Jimmi Bredahl

Personal information
- Born: Jimmy Bredahl Johansen 26 August 1967 (age 59) Copenhagen, Denmark
- Height: 178 cm (5 ft 10 in)
- Weight: Super featherweight

Boxing career
- Reach: 171 cm (67 in)
- Stance: Southpaw

Boxing record
- Total fights: 29
- Wins: 26
- Win by KO: 7
- Losses: 3

= Jimmi Bredahl =

Danish boxer

Jimmi Bredahl Johansen (born 26 August 1967), known professionally as Jimmi Bredahl or Jimmy Bredahl, is a Danish former professional boxer. He is the former WBO world super featherweight champion. He is the older brother of former two-division world champion of boxing, Johnny Bredahl.

==Professional career==
In March 1989, Bredahl turned professional winning his first fight in Brædstrup, when Bredahl beat England's Des Gargano with a points decision over six rounds.

===Title fights===
Bredahl won his first title belt, the vacant EBU (European) super featherweight title, in March 1992 with an eleventh-round knockout win over France's Pierre Lorcy.

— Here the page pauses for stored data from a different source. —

PR #532, opened 2026-03-05
feat: split html table to headers and body

odelliab:
implement get_header_and_body_lines() for HtmlTableSerializer

### DIFF
--- a/test/test_hybrid_chunker.py
+++ b/test/test_hybrid_chunker.py
@@ -632,33 +632,7 @@ def test_html_parser_error_handling():
     
     serializer = chunker.serializer_provider.get_serializer(dl_doc)
     
-    # Test 1: Valid HTML should parse correctly
-    valid_html = "<table><tr><th>Header</th></tr><tr><td>Data</td></tr></table>"
-    header_lines, body_lines = serializer.table_serializer.get_header_and_body_lines(table_text=valid_html)
-    assert len(header_lines) > 0, "Valid HTML should produce header lines"
-    assert len(body_lines) > 0, "Valid HTML should produce body lines"
-    
-    # Test 2: Malformed HTML should be handled gracefully (fallback to string splitting)
-    malformed_html = "<table><tr><th>Header</th><tr><td>Data</td></table>"  # Missing closing tags
-    try:
-        header_lines, body_lines = serializer.table_serializer.get_header_and_body_lines(table_text=malformed_html)
-        # Should not raise an exception - error is caught and handled
-        assert True, "Malformed HTML should be handled without raising exception"
-        assert len(header_lines)==0, "Should return empty header lines for malformed HTML"
-        assert len(body_lines)==0, "Should return empty body lines for malformed HTML"
-    except Exception as e:
-        pytest.fail(f"HTML parsing error should be caught, but got: {e}")
-    
-    # Test 3: Empty or invalid content should be handled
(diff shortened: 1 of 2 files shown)


pyproject.toml
```diff
@@ -50,6 +50,7 @@ dependencies = [
     'typer (>=0.12.5,<0.22.0)',
     'latex2mathml (>=3.77.0,<4.0.0)',
     "defusedxml (>=0.7.1, <0.8.0)",
+    "bs4>=0.0.2",
```
ceberam: We should use the original library and set a version major limit. In `docling` library we have:

```
"beautifulsoup4 (>=4.12.3,<5.0.0)"
```

docling_core/transforms/serializer/html.py
```diff
@@ -386,6 +387,67 @@ def serialize(
...
+        Returns:
+            A tuple of (header_lines, body_lines) where a row is considered a header row
+            if it contains at least one non-empty <th> cell and all <td> cells are empty.           rows with header cells and body_lines contains rows with data cells.
+        """
+        # Find the position of the first <tr> and last </tr>
+        first_tr_pos = table_text.find("<tr")
+        last_tr_end_pos = table_text.rfind("</tr>")
+
+        if first_tr_pos == -1 or last_tr_end_pos == -1:
+            raise ValueError("No table rows found in the provided content")
```
ceberam: Maybe instead of throwing an error and stopping the parsing in this situation, we could gracefully log a warning message and return an empty tuple (`[], []`)

docling_core/transforms/serializer/html.py
```diff
@@ -386,6 +387,67 @@ def serialize(
...
+        rows_content = table_text[first_tr_pos:last_tr_end_pos]
+        footer_content = table_text[last_tr_end_pos:].strip()
+
+        headings_list = []
+        if header_content:
+            headings_list.append(header_content)
+        data_list = []
+
+        # Parse rows_content with BeautifulSoup
+        soup = BeautifulSoup(rows_content, "html.parser")
```
ceberam: I would wrap it with a `try` and `except` to prevent BeautifulSoup from breaking the whole conversion in case of parsing exceptions.

docling_core/transforms/serializer/html.py
```diff
@@ -386,6 +387,67 @@ def serialize(
...
+        table_text: str,
+        **kwargs: Any,
+    ) -> tuple[list[str], list[str]]:
+        """Get header lines and body lines from the HTML table.
+
+
+        Returns:
+            A tuple of (header_lines, body_lines) where a row is considered a header row
+            if it contains at least one non-empty <th> cell and all <td> cells are empty.           rows with header cells and body_lines contains rows with data cells.
+        """
```
ceberam, line 438: Typo in the docstrings. What about:


```suggestion
        """Get header lines and body lines from the HTML table.

        Returns:
            A tuple of (header_lines, body_lines) where a row is considered a header row if it contains at least one
                non-empty <th> cell and all <td> cells are empty.
        """
```

pyproject.toml
odelliab: done

docling_core/transforms/serializer/html.py
odelliab: done

PeterStaar-IBM (approved):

The following weekend his brother Johnny won the bantamweight version of the European title.

In his next fight, later that year Bredahl won the WBO super featherweight title with a win over Daniel Londas. On the same bill his brother Johnny won the super flyweight version of the WBO title.

===De La Hoya fight===

Bredahl's highest profile fight in March 1994 at the Olympic Auditorium, Los Angeles, in the United States when he defended his WBO Super Featherweight belt super featherweight title. against Oscar De La Hoya. However, Bredahl suffered the first defeat of his career when De La Hoya beat him. After being on the canvas in the first and second rounds Bredahl lost by knockout in the tenth round to lose his title.

Bredahl then lost a European super featherweight title fight later that year to Jacobin Yoma.

==Later career==
After suffering these two straight defeats Bredahl then returned to the ring five months later and went on a string of ten straight victories including winning the IBO super featherweight title in 1996.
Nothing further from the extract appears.